[This story previously appeared in Securities Regulation Daily.]
By John Filar Atwood
In the latest chapter in what has been a controversial year for proxy access proposals, the staff of the Division of Corporation Finance has advised General Electric that it may omit a shareholder proposal after the company “substantially implemented” the proposal by adopting a proxy access bylaw. The staff originally denied GE’s request for omission in December. It is the first time that the staff has reversed its course on a proxy access proposal where the company’s adoption of a new policy rendered the shareholder proposal moot.
Proponent’s request. The proposal was submitted to GE by Kevin Mahar and requested that the company allow shareholders that have owned three percent of GE’s shares continuously for at least three years to include the names of their board nominees on the company’s proxy statement. Mahar’s proposal included the provision that the number of shareholder-nominated candidates could not exceed 20 percent of the number of directors then serving.

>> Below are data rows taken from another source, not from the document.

PR #652, opened 2023-08-27
completed the main task

ivan0dyatlyukkk:


src/main/java/mate/academy/Main.java
```diff
@@ -44,12 +52,29 @@ public static void main(String[] args) {
...
                         fastAndFurious.getId(), LocalDate.now()));
+
+        //TESTING
+        AuthenticationService authenticationService = (AuthenticationService) INJECTOR
+                                                        .getInstance(AuthenticationService.class);
+        try {
+            User ivan = authenticationService.register("ivan@gmail.com", "qwerty1234");
+            User bob = authenticationService.register("bob@gmail.com", "password123456");
+        } catch (RegistrationException e) {
+            throw new RuntimeException("Can't register the user: ", e);
```
ihorvasylenko23, line 71: instead of throw new RuntimeException("Can't register the user: ", e) it is better to use more specific exception like RegistrationException

src/main/java/mate/academy/Main.java
```diff
@@ -44,12 +52,29 @@ public static void main(String[] args) {
...
+        }
+        try {
+            System.out.println(authenticationService.login("ivan@gmail.com", "qwerty1234"));
+        } catch (AuthenticationException e) {
+            throw new RuntimeException("Can't login the user: ", e);
```
ihorvasylenko23, line 76: instead of throw new RuntimeException("Can't login the user: ", e)  it is better to use more specific exception like AuthenticationException

ihorvasylenko23 (approved):
Looks good on me. Added one recommendation

PR #657, opened 2023-08-30
Develop

silchenko-arsen:


src/main/java/mate/academy/model/User.java
```diff
@@ -0,0 +1,90 @@
...
+import java.util.Arrays;
+import java.util.Objects;
+
+@Entity
+@Table(name = "users")
+public class User {
+    @Id
+    @GeneratedValue(strategy = GenerationType.IDENTITY)
+    private Long id;
+    private String email;
```
aaananas, line 17: see common mistakes

src/main/java/mate/academy/model/User.java
```diff
@@ -0,0 +1,90 @@
...
+        return result;
+    }
+
+    @Override
+    public String toString() {
+        return "User{"
+                + "id=" + id
+                + ", email='" + email + '\''
+                + ", password='" + password + '\''
+                + ", salt=" + Arrays.toString(salt)
```
aaananas, line 87: password and ssalt should not be exposed

aaananas (changes requested):

kozhukhovsky (approved):

PR #660, opened 2023-09-01
Homework hibernate-user-service.

UniyatYura:


src/main/java/mate/academy/dao/impl/UserDaoImpl.java
```diff
@@ -0,0 +1,60 @@
...
+            transaction = session.beginTransaction();
+            session.persist(user);
+            transaction.commit();
+            return user;
+        } catch (Exception e) {
+            if (transaction != null) {
+                transaction.rollback();
+            }
+            throw new DataProcessingException("Can't save user " + user + " to DB , ", e);
+        }
```
olekskov, line 28:
```suggestion
        } finally {
            if (session != null) {
                session.close();
            }
        }
```

src/main/java/mate/academy/service/impl/AuthenticationServiceImpl.java
```diff
@@ -0,0 +1,43 @@
...
+        Optional<User> userFromDbOptional = userService.findByEmail(email);
+        if (userFromDbOptional.isEmpty()) {
+            User user = new User();
+            user.setEmail(email);
+            user.setPassword(password);
+            userService.add(user);
+            return user;
+        }
+        throw new RegistrationException("Can't register user from email: " + email);
+    }
```
olekskov, line 42: Please consider switching of blocks within and outside if block.
This will not change how program works, it's already fine now.
But with my proposal code seems more obvious (we have validation, then main code)
Also more code lines have less tabulation level
```suggestion
    public User register(String email, String password) throws RegistrationException {
        Optional<User> userFromDbOptional = userService.findByEmail(email);
        if (userFromDbOptional.isPresent()) {
            throw new RegistrationException("Can't register user from email: " + email);
        }
        User user = new User();
        user.setEmail(email);
        user.setPassword(password);
        userService.add(user);
        return user;
    }
```

olekskov (changes requested):

olekskov (approved):
Good job

PR #667, opened 2023-09-13
Hibernate user service hw

karvatskyi:


src/main/java/mate/academy/service/impl/AuthenticationServiceImpl.java
```diff
@@ -0,0 +1,48 @@
...
+        }
+        return user;
+    }
+
+    @Override
+    public User register(String email, String password) throws RegistrationException {
+        Optional<User> userFromDbByEmail = userService.findByEmail(email);
+        if (!userFromDbByEmail.isEmpty()) {
+            throw new RegistrationException("This user is registered");
+        }
```
olekskov, line 40: expressions with ! are harder to read. Better to avoid them when possible
```suggestion
        if (userFromDbByEmail.isPresent()) {
            throw new RegistrationException("This user is registered");
        }

```

olekskov (approved):
Good job

PR #671, opened 2023-09-15
Hibernate user service hw

vitaliiplys:


src/main/java/mate/academy/service/UserService.java
```diff
@@ -0,0 +1,10 @@
+package mate.academy.service;
+
+import java.util.Optional;
+import mate.academy.model.User;
+
+public interface UserService {
+    User add(User user);
+
+    Optional<User> findByEmail(String email); // we will use this `Optional` later
```
okuzan, line 9: remove comments

okuzan (approved):

PR #677, opened 2023-09-21
hibernate-user-service solution added

Sergey-Bogatkin:


src/main/java/mate/academy/model/User.java
```diff
@@ -0,0 +1,66 @@
...
+import jakarta.persistence.Id;
+import jakarta.persistence.Table;
+
+@Entity
+@Table(name = "users")
+public class User {
+    @Id
+    @GeneratedValue(strategy = GenerationType.IDENTITY)
+    private Long id;
+    private String email;
```
kozhukhovsky, line 15: add annotation, what is field is unique

kozhukhovsky (approved):

PR #679, opened 2023-09-25
Hw hibernate user service hw

urlo0k:


src/main/java/mate/academy/service/impl/AuthenticationServiceImpl.java
```diff
@@ -0,0 +1,48 @@
...
+import mate.academy.service.UserService;
+import mate.academy.util.HashUtil;
+
+@Service
+public class AuthenticationServiceImpl implements AuthenticationService {
+    @Inject
+    private UserService userService;
+
+    @Override
+    public User login(String email, String password) throws AuthenticationException {
```
Ivan95kos, line 19: Знімок екрана 2023-09-26 о 17 42 00

src/main/java/mate/academy/dao/impl/UserDaoImpl.java
```diff
@@ -0,0 +1,75 @@
...
+    public UserDaoImpl(SessionFactory sessionFactory) {
+        this.sessionFactory = sessionFactory;
+    }
+
+    public UserDaoImpl() {
+        this.sessionFactory = HibernateUtil.getSessionFactory();
+    }
+
+    @Override
+    public User add(User user) {
```
Ivan95kos, line 30: You should only use the try-with-resources with the read operation
Знімок екрана 2023-09-26 о 17 43 34

src/main/java/mate/academy/util/HashUtil.java
```diff
@@ -0,0 +1,34 @@
+package mate.academy.util;
+
+import java.security.MessageDigest;
+import java.security.NoSuchAlgorithmException;
+import java.security.SecureRandom;
+
+public class HashUtil {
+    private static final String CRYPTO_ALGORITHM = "SHA-512";
+
+    public HashUtil() {
```
okuzan, line 10:
```suggestion
    private HashUtil() {
```

okuzan (changes requested):
Utility classes should not be instantiated

kozhukhovsky (approved):

PR #688, opened 2023-10-02
implemented user_service app

vsych321:


src/main/java/mate/academy/dao/impl/UserDaoImpl.java
```diff
@@ -0,0 +1,55 @@
...
+import mate.academy.util.HibernateUtil;
+import org.hibernate.Session;
+import org.hibernate.SessionFactory;
+import org.hibernate.Transaction;
+
+@Dao
+public class UserDaoImpl implements UserDao {
+    @Override
+    public User add(User user) {
+        SessionFactory sessionFactory = HibernateUtil.getSessionFactory();
```
ystankevych, line 16: Do you really need to store SessionFactor local variable. getSessionFactory is static method and you need SessionFactory only to open your session (but it's up to you) (Such comment for other places =) )

src/main/java/mate/academy/dao/impl/UserDaoImpl.java
```diff
@@ -0,0 +1,55 @@
...
+        Session session = null;
+        Transaction transaction = null;
+        try {
+            session = sessionFactory.openSession();
+            transaction = session.beginTransaction();
+            session.save(user);
```
ystankevych, line 22: save is deprecated method. I think it would be better to use persist instead
```suggestion
            session.persist(user);
```

src/main/java/mate/academy/dao/impl/UserDaoImpl.java
```diff
@@ -0,0 +1,55 @@
...
+            transaction.commit();
+        } catch (Exception e) {
+            if (transaction != null) {
+                transaction.rollback();
+            }
+            throw new RuntimeException("Can't add user to DB: " + user, e);
```
ystankevych, line 28:
```suggestion
            throw new DataProcessingException("Can't add user to DB: " + user, e);
```
just create another constructor for this exception and use it =)

src/main/java/mate/academy/dao/impl/UserDaoImpl.java
```diff
@@ -0,0 +1,55 @@
...
+        } finally {
+            if (session != null) {
+                session.close();
+            }
+        }
+        return user;
```
ystankevych, line 34: you could return user immediately from try block
```suggestion
       
```

src/main/java/mate/academy/dao/impl/UserDaoImpl.java
```diff
@@ -0,0 +1,55 @@
...
+    }
+
+    @Override
+    public User get(Long id) {
+        SessionFactory sessionFactory = HibernateUtil.getSessionFactory();
+        try (Session session = sessionFactory.openSession()) {
+            return session.get(User.class, id);
+        }
```
ystankevych, line 42: Why without catch block? This is from common mistakes - "Remember to add catch blocks for operations of all types on DAO layer."
```suggestion
        } catch(Exception e) {
        throw new DataProcessingException(your message, cause);
        }
```

src/main/java/mate/academy/dao/impl/UserDaoImpl.java
```diff
@@ -0,0 +1,55 @@
...
+
+    @Override
+    public Optional<User> findByLogin(String login) {
+        SessionFactory sessionFactory = HibernateUtil.getSessionFactory();
+        try (Session session = sessionFactory.openSession()) {
+            return session.createQuery(
+                    "from User u where u.login = :login", User.class)
+                    .setParameter("login", login)
+                    .uniqueResultOptional();
+        }
```
ystankevych, line 53: Why without catch block? This is from common mistakes - "Remember to add catch blocks for operations of all types on DAO layer."
```suggestion
        } catch(Exception e) {
        throw new DataProcessingException(your message, cause);
        }
```

ystankevych (changes requested):
Hi! Great job! I just left some comments

PR #4785, opened 2023-04-28
FEAT: "Copy Pull Request Number" command

### LINKED ISSUE #4353: Copy PR number
I have some automation in GitHub that uses the PR number to generate an environment, and I would like to be able to write a launch config to talk to that environment. I can get the PR number for the current pull request from `${command:pr.copyVscodeDevPrLink}`, but I need the bare number. I see a command exists to do this for issues, but not for PRs. Would it be possible to add a command like `copyPrNumber` for this purpose?

aidoskanapyanov:
Implement "Copy Pull Request Number" command.
Closes #4353.

Here's how it looks on the Extension Development Host:
image
image
Here's successfully copied pr number in the clipboard:
image

### DIFF
--- a/package.json
+++ b/package.json
@@ -953,6 +953,11 @@
 				"category": "%command.issues.category%"
 			},
 			{
+				"command": "pr.copyPrNumber",
+				"title": "%command.pr.copyPrNumber.title%",
+				"category": "%command.issues.category%"
+			},
+			{
 				"command": "pr.copyVscodeDevPrLink",
 				"title": "%command.pr.copyVscodeDevPrLink.title%",
 				"category": "%command.issues.category%"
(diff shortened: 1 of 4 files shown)


package.json
```diff
@@ -952,6 +952,11 @@
 				"title": "%command.issue.createIssueFromClipboard.title%",
 				"category": "%command.issues.category%"
 			},
+			{
+				"command": "pr.copyPrNumber",
+				"title": "%command.pr.copyPrNumber.title%",
+				"category": "%command.issues.category%"
```
aidoskanapyanov, line 958: Should it be in `%command.pull.request.category%` instead? If so, same should be for `pr.copyVscodeDevPrLink` I think.

PR #4833, opened 2023-05-22
Nudge users towards sign-in

### LINKED ISSUE #4756: Nudge users towards sign-in
Currently 31% of users that have GH PR extension installed in VS Code are NOT logged in to GitHub. Thus they are missing on all the great GH PR extension functionality. This is a large number and we need to look into product changes on the extension side to better nudge users towards sign-in.

One of the simple first steps is to show a badge in the accounts menu when the user is not signed in after installing the GH PR extension. 

@alexr00 you probably have better ideas :) You also shared that historically we did not do this for the vscode.dev flow so users would not get a lot of badges on the Account menu when they open it for the first time. However since majority of GH PR extension is in VS Code desktop we should gear the experience towards that.

fyi @joaomoreno

alexr00:
Fixes #4756

### DIFF
--- a/src/extension.ts
+++ b/src/extension.ts
@@ -217,9 +217,6 @@ async function init(
 
 	await vscode.commands.executeCommand('setContext', 'github:initialized', true);
 
-	const experimentationService = await createExperimentationService(context, telemetry);
-	await experimentationService.initializePromise;
-	await experimentationService.isCachedFlightEnabled('githubaa');
 	registerPostCommitCommandsProvider(reposManager, git);
 	// Make sure any compare changes tabs, which come from the create flow, are closed.
 	CompareChangesTreeProvider.closeTabs();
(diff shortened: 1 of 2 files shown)


rzhao271 (approved):
What happens when undefined is passed to credentialStore? Does the user receive a notification or sign-in dialog?

alexr00:
@rzhao271 you mean here https://github.com/microsoft/vscode-pull-request-github/pull/4833/files#diff-04bba6a35cad1c794cbbe677678a51de13441b7a6ee8592b7b50be1f05c6f626R338 ?

The value of `telemetry` should never be undefined at that point.

rzhao271:
Woops, I forgot to tag the line. I meant https://github.com/microsoft/vscode-pull-request-github/pull/4833/files#diff-04bba6a35cad1c794cbbe677678a51de13441b7a6ee8592b7b50be1f05c6f626R344

alexr00:
The argument that `credentialStore` takes is just the `vscode.AuthenticationGetSessionOptions`, which is just passed on to the VS Code `getSession` API. The behavior will be as outlined in https://github.com/microsoft/vscode/blob/38f024adf8e43c53a56c42cdb0d5bcd4697b376e/src/vscode-dts/vscode.d.ts#L15662-L15665. So, `undefined` means that a badge will show on the Accounts icon.

PR #4838, opened 2023-05-23
Adopt share provider proposed API

joyceerhl:
For https://github.com/microsoft/vscode/issues/176316

### DIFF
--- a/package.json
+++ b/package.json
@@ -20,6 +20,7 @@
 		"codiconDecoration",
 		"diffCommand",
 		"contribCommentEditorActionsMenu",
+		"shareProvider",
 		"quickDiffProvider"
 	],
 	"version": "0.64.0",
--- a/src/issues/shareProviders.ts
+++ b/src/issues/shareProviders.ts
@@ -31,7 +31,7 @@ export class ShareProviderManager implements vscode.Disposable {
 	}
 }
 
-const supportedSchemes = [Schemes.File, Schemes.Review, Schemes.Pr, Schemes.GithubPr, Schemes.VscodeVfs];
+const supportedSchemes = [Schemes.File, Schemes.Review, Schemes.Pr, Schemes.VscodeVfs];
 
 abstract class AbstractShareProvider implements vscode.Disposable, vscode.ShareProvider {
 	private disposables: vscode.Disposable[] = [];
--- a/src/issues/shareProviders.ts
+++ b/src/issues/shareProviders.ts
@@ -9,7 +9,6 @@ import { GitApiImpl } from '../api/api1';
 import { fromReviewUri, Schemes } from '../common/uri';
 import { FolderRepositoryManager } from '../github/folderRepositoryManager';
 import { RepositoriesManager } from '../github/repositoriesManager';
-import { getRepositoryForFile } from '../github/utils';
 import { encodeURIComponentExceptSlashes, getBestPossibleUpstream, getOwnerAndRepo, getSimpleUpstream, getUpstreamOrigin, rangeString } from './util';
 
 export class ShareProviderManager implements vscode.Disposable {
@@ -32,7 +31,7 @@ export class ShareProviderManager implements vscode.Disposable {
 	}
 }
 
-const supportedSchemes = [Schemes.File, Schemes.Review, Schemes.Pr, Schemes.PRNode, Schemes.FileChange, Schemes.GithubPr, Schemes.VscodeVfs, Schemes.Comment];
+const supportedSchemes = [Schemes.File, Schemes.Review, Schemes.Pr, Schemes.GithubPr, Schemes.VscodeVfs];
 
 abstract class AbstractShareProvider implements vscode.Disposable, vscode.ShareProvider {
 	private disposables: vscode.Disposable[] = [];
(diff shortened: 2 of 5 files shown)


src/issues/shareProviders.ts
```diff
@@ -0,0 +1,242 @@
...
+			new GitHubHeadLinkShareProvider(repositoryManager, gitAPI)
+		);
+	}
+
+	dispose() {
+		this.disposables.forEach((d) => d.dispose());
+	}
+}
+
+const supportedSchemes = [Schemes.File, Schemes.Review, Schemes.Pr, Schemes.PRNode, Schemes.FileChange, Schemes.GithubPr, Schemes.VscodeVfs, Schemes.Comment];
```
alexr00, line 35: I don't think we need all these schemes. Specifically, I don't think we need the following:
- `Comment` is from the comment widget. 
- `PRNode` is for a tree item that isn't related to a file. 
- `GitHubPr` is for the diffs you can see while you're creating a PR.
- `FileChange` is only used in a tree item `context` value so I don't actually think we will ever encouter it.

src/issues/shareProviders.ts
```diff
@@ -0,0 +1,242 @@
...
+	private async initialize() {
+		if ((await this.hasGitHubRepositories()) && this.shouldRegister()) {
+			this.register();
+		} else {
+			this.disposables.push(this.gitAPI.onDidOpenRepository(async e => {
+				await e.status();
+				if ((await this.hasGitHubRepositories()) && this.shouldRegister()) {
+					this.register();
+				}
+			}));
```
alexr00, line 66: You can use the folder repo manager events for this: 

https://github.com/microsoft/vscode-pull-request-github/blob/7ea3684f3b991402df8995a505eaca828101976d/src/github/folderRepositoryManager.ts#L150-L154

I think you should be able to get rid of the `status()` call here and in `hasGitHubRepositories` if you use the folder repo manager events.

src/issues/shareProviders.ts
```diff
@@ -0,0 +1,242 @@
...
+	protected abstract shouldRegister(): boolean;
+	protected abstract getBlob(folderManager: FolderRepositoryManager, uri: vscode.Uri): Promise<string>;
+	protected abstract getUpstream(repository: Repository, commit: string): Promise<Remote | undefined>;
+
+	public async provideShare(item: vscode.ShareableItem): Promise<vscode.Uri | undefined> {
+		// Get the repository that this URI is associated with
+		const repository = getRepositoryForFile(this.gitAPI, item.resourceUri);
+		if (!repository) {
+			throw new Error(vscode.l10n.t('Current file does not belong to an open repository.'));
+		}
```
alexr00, line 107: You can get the `repository` with `folderManager.repository`.

src/issues/shareProviders.ts
```diff
@@ -0,0 +1,242 @@
...
+			getOwnerAndRepo(this.repositoryManager, repository, { ...remote, fetchUrl: remote.fetchUrl }),
+			'/blob/',
+			blob,
+			path,
+			range
+		].join(''));
+	}
+}
+
+export class GitHubDevShareProvider extends AbstractShareProvider implements vscode.ShareProvider {
```
alexr00, line 138: Should this handle both github.dev and vscode.dev?

I think we might need a concept of "entry point" for this API. We have a "Copy vscode.dev Link" command that exists in several places. In some of those places (editor context) it includes a path and range. In other places (file share) it does not include the path and range.

alexr00 (approved):
Looks good! I have a few comments but nothing major I think given that we are still using the menu contribution points for now.

src/issues/shareProviders.ts
joyceerhl: Thanks! I think we'd want to support sharing links from inside a diff so I will leave `Schemes.GithubPr` in. I would also like to support share in tree items via a new `shareableItem` optional property in tree items, but that depends on us having support for asynchronous context menu items from Electron, so I will take that out until we have a better story figured out there.

alexr00: PR diffs are `Schemes.Pr` and `Schemes.Review`. `Schemes.GitHubPr` is just the diff you can see when _creating_ a PR.

src/issues/shareProviders.ts
joyceerhl: I was hoping to abstract that away from the providers by having what each provider returns be solely dependent on the `ShareableItem` context that is passed without also needing to account for where actions are being positioned in the UI. For example, in the file/share menu we would pass a workspace folder root URI and in the editor context menu we would pass the document's full URI. It's possible that we might still need to surface a way to exclude providers from certain contributions, but I'd like to avoid that until we have a really compelling reason to add it.

package.json
```diff
@@ -20,6 +20,7 @@
 		"codiconDecoration",
 		"diffCommand",
 		"contribCommentEditorActionsMenu",
+		"shareProvider",
```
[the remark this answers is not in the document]
joyceerhl: 💯 so far all the providers are pretty much guaranteed to be activated by the time that share is invoked.

src/issues/shareProviders.ts
joyceerhl: `onDidLoad` is exactly what I needed! I think I need a specific URI in order to know which folder repo manager to use, so I'm using the equivalent `onDidLoadAnyRepository` event on the parent `RepositoriesManager` class.

src/issues/shareProviders.ts
joyceerhl: > Should this handle both github.dev and vscode.dev?

Right now RemoteHub contributes the vscode.dev links in web and the builtin GitHub extension contributes the vscode.dev links in desktop, which is a bit of a pain from an implementation standpoint to maintain different providers.  If we were to move vscode.dev links into GHPRI then users would only get those links after having both RemoteHub and GHPRI installed on VS Code desktop, so we should be careful about that if we do consolidate.

amunger (approved):

PR #4882, opened 2023-06-02
Cannot assign a specific reviewer

### LINKED ISSUE #4881: Cannot assign a specific reviewer
1. Create a PR, try to assign a specific reviewer
2. :bug: get an error from GHPRI

image

2023-06-01 11:43:27.355 [info] Trying to use globalState for team reviewers.
2023-06-01 11:43:27.466 [error] Unexpected non-whitespace character after JSON at position 2

This doesn't repro in stable vscode.dev so maybe I just have some bad state in globalState for GHPRI in insiders.vscode.dev. Can GHPRI clear out bad globalState so that the extension can recover (I don't want to nuke all my global state in insiders.vscode.dev)?

alexr00:
Fixes #4881


bpasero (approved):
I think I would probably just always log the error when `JSON.parse` fails, not probe on the error message.

Issue #4663, opened 2023-03-21
Share permalink as markdown on tab should use filename for link text


amunger:
Testing microsoft/vscode#177486

open a file and place your cursor somewhere in that file
right click the file tab and 'share github permalink as markdown`
:bug: the generated link will use the text at the cursor location, but seems like it should just be the filename
if the cursor isn't in that file, then the text seems to be picked up from its last location, possibly from another window

amunger:
the command will use the line as text when the editor is focused, and the filename if the editor is not focused.

PR #4886, opened 2023-06-02
Implement Copy Permalink as Markdown share provider

joyceerhl:
For https://github.com/microsoft/vscode/issues/176316

### DIFF
--- a/src/issues/shareProviders.ts
+++ b/src/issues/shareProviders.ts
@@ -3,6 +3,7 @@
  *  Licensed under the MIT License. See License.txt in the project root for license information.
  *--------------------------------------------------------------------------------------------*/
 
+import * as pathLib from 'path';
 import * as vscode from 'vscode';
 import { Commit, Remote, Repository } from '../api/api';
 import { GitApiImpl } from '../api/api1';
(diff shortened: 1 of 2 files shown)


src/issues/shareProviders.ts
```diff
@@ -194,9 +202,49 @@ export class GitHubPermalinkShareProvider extends AbstractShareProvider implemen
...
+				return selectedText;
+			}
+
+			const wordRange = document.getWordRangeAtPosition(item.selection.start);
+			if (wordRange) {
+				return document.getText(wordRange);
+			}
+		}
+
+		return fileName;
```
joyceerhl, line 241: This implementation should address https://github.com/microsoft/vscode-pull-request-github/issues/4663 once we inline Share (which requires async context menus in Electron)

joyceerhl:
@alexr00 it's hidden by default but surfaces in the command palette when you enable `"workbench.experimental.share.enabled": true` and also next to the command center when you enable `"window.commandCenter": true`.

alexr00:
@joyceerhl the 0.66.0 release has happened. It is ok to merge this when you're ready!

joyceerhl:
Thank you @alexr00!

PR #4892, opened 2023-06-05
Fix null when no user name available 

### LINKED ISSUE #4891: User hover shows null when writing the @username
When writing the username of someone that doesn't have a name, just a username, the user hover will show null in place of the name.
image

I happen to look at the code and notice that in the `userHoverProvider` it doesn't show the hover if the user doesn't have a name, maybe it could still show the hover just replace the null with a space
https://github.com/microsoft/vscode-pull-request-github/blob/8396110f2812b3fa040c977d0b227a4f4b3c8fc4/src/issues/userHoverProvider.ts#L62

SKPG-Tech:
This fixes #4891

I'm not sure whether or not it is better to fix this or consider the other solution where it shows users without names on hover, but that's up for decision 😉. For now, it only fixes the null issue 😄.


alexr00 (approved):
Thank you for the PR!

hediet (approved):

PR #4902, opened 2023-06-09
Order of workspaces in multi-root workspace is not what I expect

### LINKED ISSUE #4837: Order of workspaces in multi-root workspace is not what I expect
When I say "create a pull request" I get this picker

image

and vscode is always last even though it is first alphabetically and first in my workspace config file. Other places, like the other git commands, vscode always comes first, and this just throws me off.

precha1989:
Fixes #4837


precha1989 (commented):
@alexr00

PR #4960, opened 2023-06-26
pr: Add back labels feature

hbons:


webviews/common/label.tsx
```diff
@@ -14,18 +14,8 @@ export interface LabelProps {
...
-			style={{
-				backgroundColor: labelColor.backgroundColor,
-				color: labelColor.textColor,
-				borderColor: `${labelColor.borderColor}`,
-				paddingRight: canDelete ? '2px' : '8px'
-			}}
-		>
-			{name}{label.children}
-		</div>
+		<li>{name}{label.children}</li>
```
alexr00, line 19: I just remembered that this `Label` component is also used in the PR description (the full editor that shows all the details of an existing PR). We shouldn't make changes here that will also impact that view.

For now, can you just duplicate the `Label` component in this file and call it `LabelCreate`? Then we can safely modify `LabelCreate`.

alexr00 (changes requested):

webviews/common/label.tsx
hbons: Fixed.

alexr00 (dismissed):
Looks good, feel free to merge when you're ready!

alexr00 (dismissed):

hbons:
Sorry, had to rebase again. :)

alexr00 (approved):

alexr00 (approved):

In December, the staff advised GE that it may not exclude Mahar’s proposal from its proxy materials under Rule 14a-8(b). GE had argued that it did not have to include the proposal because Mahar had failed to document that he owned the requisite number of GE shares. The staff denied GE’s request, noting that Mahar provided a written statement regarding his intent to hold GE’s common shares through the date of the meeting as required by Rule 14a-8(b).
GE’s new bylaw. In early February, GE amended its bylaws to put in place its own proxy access procedure. As reported in an earlier Securities Regulation Daily story, GE’s new bylaw permits a shareholder, or a group of up to 20 shareholders, owning three percent or more of the company’s outstanding common shares continuously for at least three years to nominate and include in the company’s proxy materials directors constituting up to 20 percent of the board.
In light of its new bylaw, GE wrote again to the SEC asking that it be allowed to omit Mahar’s proposal on the grounds that the company had already implemented it. The staff agreed, stating in its letter to GE that the company’s new proxy access bylaw addresses the essential objective of Mahar’s proposal.